The Authors' solution
I do not understand the authors' solution. Their equation $M\pmatrix{u\\v\\w}=\pmatrix{x\\y\\{\color{red}w}}$ doesn't make sense to me as a change of coordinates. Assuming it was a typo and they meant $M\pmatrix{u\\v\\w}=\pmatrix{x\\y\\{\color{red}z}}$, we can invert their solution (using Pari/GP so avoid the tedious algebra) and write their starting assumptions as:
$$\begin{pmatrix} \begin{array}{c} u\\v\\w\end{array} \end{pmatrix}= \begin{pmatrix} \begin{array}{rrr} a_1 & b_1 & c_1 \\ a_2 & b_2 & c_2 \\ -a_1-a_2&-b_1-b_2&1-c_1-c_2 \end{array} \end{pmatrix} \begin{pmatrix} \begin{array}{rrr}x\\y\\z \end{array} \end{pmatrix}$$
So they've made the choice, that $w=z-(a_1x+b_1y+c_1z)-(a_2x+b_2y+c_2z)=z-u-v$, or $z=u+v+w$ as you correctly observe.

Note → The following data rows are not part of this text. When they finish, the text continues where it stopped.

PR #326, opened 2025-04-18
Add remesh to hcbench

imrn99:
### Description

**Scope**: benches

**Type of change**: feat

**Content description**:
- add `remesh` subcomand to `hc-bench` with its possibl arguments
- add boundary edge case in the `collapse` op implementation
- fix other `collapse` issues
- add anchor handling to all `remesh` operations
- add error variant for non swappable edges
- add tests over anchor changes of remesh ops
- check for 0-area in `is_orbit_orientation_consistent`

PR #330, opened 2025-05-06
implement the 2D remeshing pipeline

imrn99:
### Description

**Scope**:  kernels / benches

**Type of change**: feat

**Content description**: title + commits

cleanup of #326 

### Necessary follow-up

- add parallelization and implement the backend selection
- add documentation of the pipeline in the user guide

### DIFF
--- a/benches/src/remesh.rs
+++ b/benches/src/remesh.rs
@@ -239,12 +239,13 @@ pub fn bench_remesh<T: CoordsFloat>(args: RemeshArgs) -> CMap2<T> {
             let (l, r) = (e as DartIdType, map.beta::<1>(e as DartIdType));
             let diff = atomically(|t| compute_diff_to_target(t, &map, l, r, args.target_length));
             if diff.abs() < args.target_tolerance {
+                // edge is within target length tolerance; skip the cut/process phase
                 continue;
             }
             let e = map.edge_id(e);
             // process
             if diff.is_sign_positive() {
-                // edge is 20+% longer than target length => cut
+                // edge is longer than target length => cut
                 if map.is_i_free::<2>(e as DartIdType) {
                     let nd = map.add_free_darts(3);
                     let nds: [DartIdType; 3] = std::array::from_fn(|i| nd + i as DartIdType);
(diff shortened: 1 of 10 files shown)


benches/src/remesh.rs
```diff
@@ -0,0 +1,425 @@
...
+            // filter out
+            let (l, r) = (e as DartIdType, map.beta::<1>(e as DartIdType));
+            let diff = atomically(|t| compute_diff_to_target(t, &map, l, r, args.target_length));
+            if diff.abs() < args.target_tolerance {
+                continue;
+            }
+            let e = map.edge_id(e);
+            // process
+            if diff.is_sign_positive() {
+                // edge is 20+% longer than target length => cut
```
cedricchevalier19, line 247: Where does `20%` come from? Where does the check happen?

cedricchevalier19 (approved):
I am eager to see the performance results.

benches/src/remesh.rs
imrn99: 20% comes from a CLI argument which default to`0.2`. the check is done above (L240-243)

I'll change the comment tho, since it's not necessarily 20%

benches/src/remesh.rs
```diff
@@ -0,0 +1,425 @@
...
+) -> StmClosureResult<f64> {
+    let (vid1, vid2) = (map.vertex_id_transac(t, l)?, map.vertex_id_transac(t, r)?);
+    let (v1, v2) =
+        if let (Some(v1), Some(v2)) = (map.read_vertex(t, vid1)?, map.read_vertex(t, vid2)?) {
+            (v1, v2)
+        } else {
+            retry()?
+        };
+    Ok(((v2 - v1).norm().to_f64().unwrap() - target) / target)
+}
```
imrn99, line 408: this computes the relative difference between edge length and target length

benches/src/remesh.rs
```diff
@@ -0,0 +1,425 @@
...
+                // needed as some operations may remove some edges besides the one processed
+                continue;
+            }
+
+            // filter out
+            let (l, r) = (e as DartIdType, map.beta::<1>(e as DartIdType));
+            let diff = atomically(|t| compute_diff_to_target(t, &map, l, r, args.target_length));
+            if diff.abs() < args.target_tolerance {
+                continue;
+            }
```
imrn99, line 243: this is the tolerance check

PR #342, opened 2025-06-02
chore: improve *nix CI

imrn99:
see #341 

this was an attempt at fixing the CI, but I ended up adding interesting stuff to it.

- we now build on both x86_64 and arm based macos runners
- the `fail-fast` option ensures a linux job won't be cancelled after a macos failure, or vice-versa

### DIFF
--- a/.github/workflows/build_nix.yml
+++ b/.github/workflows/build_nix.yml
@@ -11,12 +11,20 @@ env:
 
 jobs:
   build_crates:
-    name: Build crates for ${{ matrix.os }}
+    name: Build crates (${{ matrix.system }})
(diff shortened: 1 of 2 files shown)


imrn99:
@cedricchevalier19 from what I understand, the CI is broken exclusively for arm-based macos runners. I tried using macos 15 and it didn't work either (latest point to macos 14 according to https://github.com/actions/runner-images#available-images)

I noticed that the CI of #334 used macos 14.7.5 while the ones that fail use macos 14.7.6

cedricchevalier19 (approved):

cedricchevalier19:
I think it is better to merge it now and to investigate separately why macos CI is failing.

PR #346, opened 2025-06-12
experiments with jemalloc and rayon

imrn99:
### Description

**Scope**: core / benches

**Type of change**: feat

**Content description**:
- add parallel iterators over i-cells
- add `par-internals` feature to core crate
	- use rayon's `par_extend` and collect from parallel iterators to see if we have some first touch effects
- add `jemalloc` feature to benches
	- see if it affects parallel performance

### Additional information

- [x] New dependency: `tikv-jemallocator`

### Necessary follow-up

run benches with one and/or the other, along with variations on thread binding and hyperthreading.


imrn99:
the CI works again lol

imrn99:
@cedricchevalier19 I think this is worth merging. The features are fairly well contained, and I can make `par-internals` a default feature too in the parallel remeshing PR.

PR #350, opened 2025-07-01
[DO NOT MERGE] 1st parallel remeshing attempt

imrn99:
keeping this PR alive because intermediate commits are interesting


imrn99:
closing until I get back to this alg. I still think it is worth implementing as it cannot result in orientation/cell reversal by design

imrn99:
closing since what I wanted to show is more explicit in #359 (concurrent reservation)

PR #354, opened 2025-07-04
implement parallel remeshing

imrn99:
### Description

See commits

### Necessary follow-up

There are a few performance things to test (most notably, perf of the check of the swap operation).

I think weak scaling will be impossible to properly define, so we'll run strong scaling


imrn99:
I won't delete the other branch yet because I have some interesting intermediate commits for performance analysis

PR #1331, opened 2022-06-09
Removing some boost usage

henrygerardmoore:
### Description

Taking over from #1118, this is part 1 of the work that will be done. More boost usage can be (somewhat) easily removed, but the PR is already quite large so that will take place in another PR. The changes included in this PR are

- `boost::array` -> `std::array`
- `boost::function` -> `std::function`
- `boost::mutex` and similar objects (`boost::shared_lock` etc) -> `std::mutex`
- `boost::starts_with(name, object.first)` -> `name.rfind(object.first, 0) == 0`
- `boost::math::tools::epsilon<double>()` -> `std::numeric_limits<double>::min()`
- `boost::filesystem` -> `std::filesystem`
- `boost::thread` -> `std::thread`
- Adding now-necessary includes
- Changing some calls that differ between `boost` and the `std` equivalent

In a future PR, the following will be done:

- replace `boost::regex`
- replace `boost::noncopyable`
- replace `boost::lexical_cast`
- replace `boost::optional`
- replace `boost::thread_group`

When MoveIt is updated to C++20, any use of `boost::math::constants` can be replaced with `std::numbers` constants

### Checklist
- [x] **Required by CI**: Code is auto formatted using [clang-format](http://moveit.ros.org/documentation/contributing/code)
- [x] Extend the tutorials / documentation [reference](http://moveit.ros.org/documentation/contributing/)
- [x] Document API changes relevant to the user in the [MIGRATION.md](https://github.com/ros-planning/moveit/blob/master/MIGRATION.md) notes
- [x] Create tests, which fail without this PR [reference](https://ros-planning.github.io/moveit_tutorials/doc/tests/tests_tutorial.html)
- [x] Include a screenshot if changing a GUI
- [x] While waiting for someone to review your request, please help review [another open pull request](https://github.com/ros-planning/moveit/pulls) to support the maintainers

[//]: # "You can expect a response from a maintainer within 7 days. If you haven't heard anything by then, feel free to ping the thread. Thank you!"

PR #1372, opened 2022-06-16
Removing more boost usage

henrygerardmoore:
### Description

As a folllow-on to #1331, this PR was made to break up the work to avoid necessitating too much review. This PR includes
replace boost::regex
replace boost::noncopyable
replace boost::lexical_cast
replace boost::optional
replace boost::thread_group

- Replacing `boost::regex`
- Replacing `boost::noncopyable`
- Replacing most usage of `boost::lexical_cast`
- Replacing `boost::optional`
- Replacing `boost::thread_group`

### Checklist


moveit_core/robot_state/src/conversions.cpp
```diff
@@ -45,6 +45,8 @@
 #include <tf2_eigen/tf2_eigen.h>
 #endif
 #include <boost/lexical_cast.hpp>
+#include <string>
+#include "rclcpp/rclcpp.hpp"
```
henningkayser, line 49: This has just been removed, it shouldn't be needed.
```suggestion
```

moveit_ros/planning_interface/move_group_interface/src/wrap_python_move_group.cpp
```diff
@@ -58,6 +58,7 @@
 #include <tf2_ros/buffer.h>
 
 #include <boost/python.hpp>
+#include <boost/noncopyable.hpp>
```
henningkayser, line 61: remove?

henningkayser: But why would it have to be added back? we don't use noncopyable, do we?

henrygerardmoore: Later in this file there is `bp::class_<MoveGroupInterfaceWrapper, boost::noncopyable> move_group_interface_class(
      "MoveGroupInterface", bp::init<std::string, std::string, bp::optional<std::string, double>>());`

henningkayser (approved):
I went through all the changes and they look really good to me. Great work!

henningkayser (approved):

moveit_core/robot_state/src/robot_state.cpp
```diff
@@ -52,6 +52,7 @@
 #include <moveit/macros/console_colors.h>
 #include <functional>
 #include <moveit/robot_model/aabb.h>
+#include <cassert>
```
AndyZe, line 55: Nit: sort / alphabetize these includes

moveit_core/utils/src/robot_model_test_utils.cpp
```diff
@@ -34,7 +34,6 @@
 
 /* Author: Bryce Willey */
 
-#include <boost/algorithm/string_regex.hpp>
 #include <boost/math/constants/constants.hpp>
```
AndyZe, line 37: You could get rid of this because PI is available from `math.h`. I don't care too much about this suggestion, though

moveit_core/utils/src/robot_model_test_utils.cpp
```diff
@@ -117,8 +117,11 @@ RobotModelBuilder::RobotModelBuilder(const std::string& name, const std::string&
 void RobotModelBuilder::addChain(const std::string& section, const std::string& type,
                                  const std::vector<geometry_msgs::msg::Pose>& joint_origins, urdf::Vector3 joint_axis)
 {
-  std::vector<std::string> link_names;
-  boost::split_regex(link_names, section, boost::regex("->"));
+  // https://stackoverflow.com/questions/53849/how-do-i-tokenize-a-string-in-c
+  std::regex re("->");
+  auto const link_names = std::vector<std::string>(std::sregex_token_iterator{ begin(section), end(section), re, -1 },
+                                                   std::sregex_token_iterator{});
```
AndyZe, line 123: In this block of code, it seems to me that the boost version is more readable and nicer than the alternative. I'd actually prefer to keep boost.

moveit_planners/chomp/chomp_motion_planner/include/chomp_motion_planner/multivariate_gaussian.h
```diff
@@ -63,32 +61,26 @@ class MultivariateGaussian
...
 template <typename Derived1, typename Derived2>
 MultivariateGaussian::MultivariateGaussian(const Eigen::MatrixBase<Derived1>& mean,
                                            const Eigen::MatrixBase<Derived2>& covariance)
-  : mean_(mean)
-  , covariance_(covariance)
-  , covariance_cholesky_(covariance_.llt().matrixL())
-  , rng_()
-  , normal_dist_(0.0, 1.0)
-  , gaussian_(rng_, normal_dist_)
+  : mean_(mean), covariance_(covariance), covariance_cholesky_(covariance_.llt().matrixL()), gaussian_(0.0, 1.0)
```
AndyZe, line 73: It looks like you are no longer initializing `normal_dist_`. Are you sure that's OK? Or maybe `normal_dist_` is not needed and could be removed.

moveit_ros/benchmarks/benchmarks/src/benchmark_execution.cpp
```diff
@@ -61,6 +60,9 @@
 
 #include <fstream>
 #include <memory>
+#include <string>
+#include <stdexcept>
+#include <regex>
```
AndyZe, line 65: Nit: sort alphabetically

moveit_ros/moveit_servo/include/moveit_servo/pose_tracking.h
```diff
@@ -39,7 +39,7 @@
 #pragma once
 
 #include <atomic>
-#include <boost/optional/optional.hpp>
+#include <optional>
```
AndyZe, line 42: sort alphabetically

moveit_planners/chomp/chomp_motion_planner/include/chomp_motion_planner/multivariate_gaussian.h
henrygerardmoore: Yeah I did remove `normal_dist_` from the rest of the function here. `std` doesn't need it, you can sample directly from the `std::normal_distribution` object by using the Mersenne twister object.

moveit_core/utils/src/robot_model_test_utils.cpp
henrygerardmoore: Should I use `#define _USE_MATH_DEFINES` before including `cmath` or `math.h`, or use `add_definitions(-D_USE_MATH_DEFINES)`? Or should we just leave it as using boost? We might be able to remove boost from some `CMakeList.txt`s or `package.xml`s if we change.

AndyZe: If this stackexchange answer is right, you can just do `#include <math.h>`

https://stackoverflow.com/a/1727896

No need to #define anything or add_definitions as far as I can tell since we're targeting newer systems. I could be wrong, though.

henrygerardmoore: Ok great sounds good, I'll switch to that then.

henrygerardmoore:
Closes #1373

AndyZe (approved):

PR #1380, opened 2022-06-19
Launch file cleanup

AndyZe:
### Description

Clean up several launch files:

- Update ros2_control launching. You can compare this usage against the example here:  https://github.com/ros-controls/ros2_control_demos/blob/master/ros2_control_demo_bringup/launch/rrbot.launch.py#L79
- Clean up several unused args in `prbt_moveit_config/demo.launch.py`
- Delete deprecated launch files in `prbt_moveit_config` (those having a `.launch` prefix rather than `.launch.py`


vatanaksoytezer (approved):
Looks great, thank you for doing this @AndyZe!

PR #1384, opened 2022-06-21
fix regression from #1331

mikeferguson:
### Description

The noted PR swapped boost::thread to std::thread - however
std::thread will cause the program to crash with a note that
TERMINATE CALLED WITHOUT ACTIVE EXCEPTION if the thread object
goes out of scope while not joinable. Detaching the thread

Why? I have no idea. But once that choice is made, getting to the matrix $M$ is just a matter of solving the equations or (equivalently) inverting the matrix.
What's less obvious is how they've used the given property that $\det\pmatrix{a_1 & b_1 \\ a_2 & b_2}\ne 0$. See the notes in the general solution below.
General solution
Elementary row operations (EROs) do not change the determinant of a matrix. We can take your assumption matrix $A$, which clearly has the property $\det A\ne0$ given $\det\pmatrix{a_1 & b_1 \\ a_2 & b_2}\ne 0$, and apply the row operation $\text{row}3\leftarrow\text{row}3+k_1\text{row}1+k_2\text{row2}$ to get a general assumption matrix
$$\begin{pmatrix} \begin{array}{c} u\\v\\w\end{array} \end{pmatrix}= \begin{pmatrix} \begin{array}{rrr} a_1 & b_1 & c_1 \\ a_2 & b_2 & c_2 \\ k_1a_1+k_2a_2&k_1b_1+k_2b_2&1+k_1c_1+k_2c_2 \end{array} \end{pmatrix} \begin{pmatrix} \begin{array}{rrr}x\\y\\z \end{array} \end{pmatrix}$$
with $w=z+k_1u+k_2v$. This gives the general solution $$ M =\frac{1}{d} \begin{pmatrix} \begin{array}{rrr} b_2 - k_1(b_1 c_2 - b_2 c_1) & -b_1 -k_2(b_1 c_2 - b_2 c_1) & b_1 c_2 - b_2 c_1 \\ -a_2 - k_1(a_2 c_1 - a_1 c_2) & a_1 -k_2 (a_2 c_1 - a_1 c_2) & a_2 c_1 - a_1 c_2 \\ -k_1d & -k_2d & d \end{array} \end{pmatrix} $$
So there are an infinite number of solutions. The authors' assumption matrix corresponds to choosing $k_1=k_2=-1$. Yours corresponds to $k_1=k_2=0$.